How many times have you come face-to-face with a moment that could move your organization exponentially forward toward the outcomes you've been hoping to achieve? Some may answer “once in a while” but others may claim “several times a day.” Either way, opportunities for change are moments that can be intentionally capitalized on to move our organizations to where we want them to be. Yet we often don't take advantage of naturally occurring moments for change—or intentionally make such moments happen.

This concept may seem like an insignificant approach to bring about major organizational changes, but actually these moments are the only real time we have. Real time is when the cameras are rolling and we can see changes—small and big alike—unfolding before our eyes. It's in these moments that we realize we can change the status quo. As leaders we need to recognize and use these moments to move our organizations forward. These moments give us an opportunity to role model and teach others. And individual moments add up to days, months, and years of organizational evolution.

No time to waste!

A theme repeated regularly in this column we're sure hasn't eluded you is our impatience. We can't believe how long it takes to get things done in the behavioral healthcare field. It usually takes way too long to make plans, and it takes even longer to move into action. Once the action finally begins, changes unfold at a snail's pace.

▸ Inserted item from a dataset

PR #693, opened 2025-12-30
docs: mark some decryption code as unused within rpgp

hko-s:


hko-s:
Not sure if we should actually drop all of this. But it seemed noteworthy that the code is not (as far as I can tell) used from within rPGP at all.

Such slowness does not generate much momentum. Without momentum, we lack the energy to carry us forward. The tiniest speed bump can stop the process. Thus, seizing important moments can help you speed along and generate more momentum.

Given our impatience, we aren't suggesting that you wait around for the perfect moment to further your organization's evolution. We'd like to see you create these moments! We've asked Christy Dye to join us this month because she recently created a moment to move her organization forward.

Creating a moment

Christy was committed to honoring the rich history of recovery and wellness at Recovery Innovations, Inc., a mental healthcare organization in Phoenix. As in many other places, the local mental healthcare system was undergoing a whirlwind of change. During this uncertainty Christy's goal was to bring the organization's values and services forward—into the moment—in ways that would provide more opportunities for delivering recovery services.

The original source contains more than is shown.